As they grow upwards from the cave floor, stalagmites accumulate layer upon layer of calcium carbonate (Fig. 1). Deposited from oversaturated drip waters, this compound is imprinted with the water's chemical composition, which, in turn, carries the chemical signature of rainwater falling above the cave. The oxygen isotope composition of this water (heavy 18O compared with light 16O, reported as δ18O) is an indicator of the climate conditions at the time the rain fell (Fig. 2). Dissolved uranium leached from the rocks above the cave is also trapped in the forming calcium carbonate, acting as a radiometric clock as it slowly decays. This allows stalagmite age to be accurately determined back to around 650,000 years ago2. The older the material, the less exact this clock becomes, and the more effort is needed to determine precise age constraints. Cheng et al. go to the limit of what can be achieved, and their precisely dated stalagmite record covers more than six glacial-to-interglacial cycles.

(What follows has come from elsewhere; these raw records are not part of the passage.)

PR #99, opened 2019-07-15
Add custom layer support

chnn:
This PR adds a few small features to giraffe to facilitate https://github.com/influxdata/influxdb/pull/14347.

I took the opportunity to clean up the brush event handling code, which was confusing.

I also added the `displayName` prop to all components. This makes them show up with nice names in the React devtools, even when the actual function component names have been mangled by terser (e.g. show `SizedPlot` instead of `n`).

It might be easiest to review commit by commit.

### DIFF
--- a/stories/customLayer.stories.tsx
+++ b/stories/customLayer.stories.tsx
@@ -1,0 +1,43 @@
+import * as React from 'react'
+import {storiesOf} from '@storybook/react'
+
+import {Config, Plot} from '../src'
+
+import {PlotContainer} from './helpers'
+import {CPU} from './data'
+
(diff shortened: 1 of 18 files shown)


stories/customLayer.stories.tsx
```diff
@@ -0,0 +1,43 @@
...
+  const config: Config = {
+    table: CPU,
+    layers: [
+      {
+        type: 'scatter',
+        x: '_time',
+        y: '_value',
+      },
+      {
+        type: 'custom',
```
ebb-tide: looks great!

PR #967, opened 2019-12-26
Added capabilities to run script on Catalina: Defaults Read removed

jonbrown21:


gregneagle:
Could you please describe the issue you encountered and your solution?

gregneagle:
Since there has been no description of the problem that is being addressed here, and since you _can_ use `defaults` to get the version in Catalina:

```
bash-3.2# sw_vers
ProductName:	Mac OS X
ProductVersion:	10.15.2
BuildVersion:	19C57
bash-3.2# defaults read /Users/Shared/munki-master/code/client/munkilib/version CFBundleShortVersionString
4.0.1
```

...I intend to close this PR in the next day or so unless persuaded otherwise.

gregneagle:
(I rather suspect the issue here is around Catalina's new restrictions on reading things in a user's Desktop, Documents and Downloads folders. The fix is to move your munki repo outside of those folders, or to grant Terminal rights to read those folders.)

PR #983, opened 2020-03-06
When checking for com.apple.quarantine xattr when copying from dmg, do not follow symlink

chrisgrande:
When checking for com.apple.quarantine if the xattr.list() hits a symlink it tries to follow it - raising a _Error removing com.apple.quarantine..._ warning.

Setting XATTR_NOFOLLOW on list() to stop behavior.


gregneagle:
Can you re-submit this against Munki4dev instead of master?

chrisgrande:
Should be all set against Munki4Dev

PR #984, opened 2020-03-06
Exclude "Managed Installs" from backups on install

### LINKED ISSUE #118: Excluding updates from backups
_From [hjuutila...@mac.com](https://code.google.com/u/104810762682981732871/) on October 03, 2011 00:25:16_

This is just a minor enhancement request...

The contents of /Library/Managed Installs/ should probably be excluded from time machine backups. Apple is already excluding /Library/Updates/ by default (in /System/Library/CoreServices/backupd.bundle/Contents/Resources/StdExclusions.plist) and I think it would be nice for munki to automatically mark files as excluded.

I'm not sure how to implement this in python but in cocoa the way to exclude a path is defined in BackupCore.h and found in CoreServices framework. For example:

NSURL *someURL = [NSURL fileURLWithPath:@"/path/to/file"];
Boolean exclude = TRUE; // exclude item from backups
Boolean excludeByPath = FALSE; // this item is excluded regardless of its location
CSBackupSetItemExcluded((CFURLRef)someURL, exclude, excludeByPath);

Is there something in /Library/Managed Installs/ that needs a backup or should we just exclude the whole directory?

BTW. CrashPlan respects this exclusion too.
## 

Hannes

_Original issue: http://code.google.com/p/munki/issues/detail?id=118_

Artoria2e5:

Climatic events are often globally interconnected, sometimes to a surprising extent. For example, during glacial periods there is a remarkable synchrony between dry events in the Asian monsoon climate and cold events in the North Atlantic region: this is related to massive discharge of icebergs and changes in ocean and atmospheric circulation3,4. The repercussions extend as far south as Antarctica, which warms during these events5,6, and include alterations in the concentrations of methane and carbon dioxide in the atmosphere. Such connections are well established for periods during which good age control is available for all archives, and can provide crucial lessons about our climate system. Under the (reasonably safe) assumption that the synchrony observed for the more recent past holds further back in history, the extended cave record described by Cheng et al. can be used as an indirect age constraint for other archives3,7 that lack direct radiometric age control. This information therefore greatly extends the time over which we have precisely dated climate data around the globe.

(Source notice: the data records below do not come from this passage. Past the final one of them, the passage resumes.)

PR #986, opened 2020-04-07
Munki including Python Notarization and signing

lifeunexpected:
Adds the feature of 
- signing python framework and making it ready for notarization later
- Runs build munkitools.pkg script to create a pkg ready for signing and notarization
- Automatically staples and notarize the finished munkitools.pkg

### DIFF
--- a/code/tools/MunkiPythonNotarizeAndSign.sh
+++ b/code/tools/MunkiPythonNotarizeAndSign.sh
@@ -30,9 +30,9 @@ DevApp="Developer ID Application: Name/Company (ID)"
 DevInst="Developer ID Installer: Name/Company (ID)"
 # Change Bundle_ID if you are using a custom one, default is "com.googlecode.munki"
 BUNDLE_ID="com.googlecode.munki"
-# Apple Developer app-specific password
+# Apple Developer account e-mail
 AppleAcc="DeveloperAppleAcc@Apple.com"
-# https://support.apple.com/en-us/HT204397
+# Apple Developer app-specific password https://support.apple.com/en-us/HT204397
 AppleAccPwd="Apple Developer Account app-specific password"
 
 # Stop changing!
--- a/code/tools/MunkiPythonNotarizeAndSign.sh
+++ b/code/tools/MunkiPythonNotarizeAndSign.sh
@@ -1,0 +1,105 @@
+#!/bin/bash
+# encoding: utf-8
+
+# Scripts are based on code by:
+# https://groups.google.com/forum/#!topic/munki-dev/FADUXPWJeds - Michal Moravec
+# https://github.com/rednoah/notarize-app/blob/master/notarize-app - rednoah
+# https://github.com/munki/munki/tree/master/code/tools - Greg Neagle
+
+# 1: Copy script to Munki folder 
+# 2: In terminal "cd FolderWheremunki" git repo is located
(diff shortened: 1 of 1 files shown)


gregneagle:
This is very nice work.

I have not yet decided if I want to accept the responsibility for maintaining and supporting this set of tasks and this script. I don't need to sign and notarize these for my own deployment. It might be better to just point to this tool someplace _you_ are willing to support and maintain it.

MichalMMac:
Munki build scripts already already have support for code signing binaries and the package. Maybe it would be better to split this script into two parts. 1. Add Python.framework code signing to Munki build scripts 2. Create separate tool for notarizing the whole package.

lifeunexpected:
Yes the original munki build script do support code signing of the binaries and the package but not for the python framework that was added in munki v4 and it does not notarize and staple the finished pkg file you need to do that later yourself.

If you do try to notarize the pkg file generated with the original munki build script apple will send you an error e-mail back saying its not approved for notarization because python framework wasnt signed.

The script above in the commit adds signing of the python framework, then builds a pkg file using the original script and then uploads the finished pkg file to apple for notarization and stappling so its approved by Apple.

Who knows maybe in macOS 10.16.x or later they will demand that everything is signed and notarized for the pkg file to be installed so this solves that problem for now until apple or the python framework is changed again.

I do understand Greg that you might not want to undertake the work to support it.
I have it uploaded to my own github page so i will continue supporting in the future becuase i will need to have the software signed and notarize for my own usage at work.

natewalck:
If this is something you would support, I'm happy to provide the signing keys to do it. 

Another question is whether we can store the keys in a secure way and sign it using Github actions/builds or not. We'll be figuring this out for the Python packages, so once that is sorted, happy to share our lessons learned if this is something you don't mind supporting on this repo too.

gregneagle:
At the current time this is not something I care to support.

natewalck:
Fair enough 👍

arubdesu:
Either the reasons notarization fail have changed since the python version was bumped, or trying this process on Big Sur is showing different un-addressed issues, it coughs on ~20 dylibs and .so's with the error message `The signature of the binary is invalid`.
Just to drop some data points into the conversation, while python.org's 3.8.5 mac pkg is notarized, saltstack 3001.1 is not. I don't know if re-signing the files this script is meant to operate on to get them to pass notarization is actually a good idea, I'd somewhat prefer to leave the embedded python out which is not currently an option in make_munki_mpkg (I understand it's a component I can repackage to remove).

lifeunexpected:
I fixed the 20 dylibs and .so error messages just now and the update is on my github.

If re-signing and signing the python files is the best solution or not im not really sure about but at least it solves the problem for now with getting the software signed and notarized with Apple.

lifeunexpected:
Just added a new script that makes it easier to notarize and sign a specific build.
I wasnt sure if i should add something regarding this into the Wiki maybe or not so more people could use it.
https://github.com/lifeunexpected/Scripts

natewalck:
Is this something that could be landed as an example but not actually called as part of the build process? I think it would be useful if people *do* want to sign/notarize their Munki build.

lifeunexpected:
Added the information regarding signing and notarization to the wiki here
https://github.com/munki/munki/wiki/Signing-Munki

It might be asked why long time series are important, given that it is so much easier to obtain well-dated climate records for the more recent past. The issue is the multitude of contributing factors that coincide at any one time. For example, Earth's climate is strongly influenced by the configuration of its orbit relative to the Sun, which changes cyclically. The time of the year at which Earth is closest to the Sun changes every 20,000 years or so (the precession cycle). Cyclical changes in the tilt of Earth's axis (the obliquity cycle) occur with a periodicity of around 40,000 years, leading to additional variations in the strength of winter and summer seasons at high latitudes8. Which of these two cyclical variations is responsible for the observed duration of glacial cycles of roughly 100,000 years has long been a matter of debate9,10,11.
The answer to this question can come only from a well-dated climate time series that covers a sufficient number of these cycles — like that amassed by Cheng and colleagues. Although this record reflects monsoon strength and not the extent of glaciation, a previously established link between particularly strong dry events and glacial terminations allowed the authors to determine the exact timing of the past seven glacial terminations. These all relate to specific times in the precession cycle and occur every four or five precession cycles, revealing a prominent role for this orbital cycle.

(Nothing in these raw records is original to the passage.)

PR #987, opened 2020-04-08
changes to avoid crash while creating icon in macOS 10.15.4 and above

trishiva:
Added not empty check to avoid crash while creating icon due to CGImageSourceCopyPropertiesAtIndex faliure, in macOS 10.15.4 and above.

### DIFF
--- a/code/client/munkilib/iconutils.py
+++ b/code/client/munkilib/iconutils.py
@@ -70,6 +70,9 @@ def convertIconToPNG(icon_path, destination_path,
         try:
             properties = CGImageSourceCopyPropertiesAtIndex(
                 image_source, index, None)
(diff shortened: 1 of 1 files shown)


gregneagle:
Any ideas why it sometimes fails in 10.15.4 and above, and have you filed a bug with Apple?

trishiva:
> Any ideas why it sometimes fails in 10.15.4 and above, and have you filed a bug with Apple?

After some troubleshooting, I found that the Apple API is working as expected. The API extracts properties of an .icns file provided to it, it returns nil in case it isn't able to extract .
The issue is with the packages for which the API isn't able to extract some of the .icns file. I checked those  .icns of the pkgs for which API was returning nil, it seems the .icns aren't supported in 10.15.4 and onwards.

In general, the extended cave record shows that the pattern of monsoon variability seen in the more recent past also occurred in earlier periods, indicating that it is an inherent feature of natural climate variability. Cyclical variation in monsoon strength in relation to orbital cycles is particularly prominent. Furthermore, dry events of shorter duration are evident throughout the record. Cheng et al. investigate these dry periods by removing the orbitally controlled cyclicity from their monsoon record and studying the remaining suborbital signals (termed Δδ18O). This approach could create artefacts, a possibility investigated by Cheng et al. (see Extended Data, Figs 5, 6), but allows the suborbital features to stand out more clearly in this residual time series — and again, these seem to be related to orbital variations in the precession cycle. If it holds up, this could be an invaluable clue about the unknown cause of such short-lived events.
The extended time series that Cheng et al. derive from the Sanbao Cave stalagmites has an array of other interesting features that call for further investigation. This wealth of new information on past climate variability over an exceptionally long time period and with precise age control will bring us a step closer to understanding the drivers and interactions in our climate system.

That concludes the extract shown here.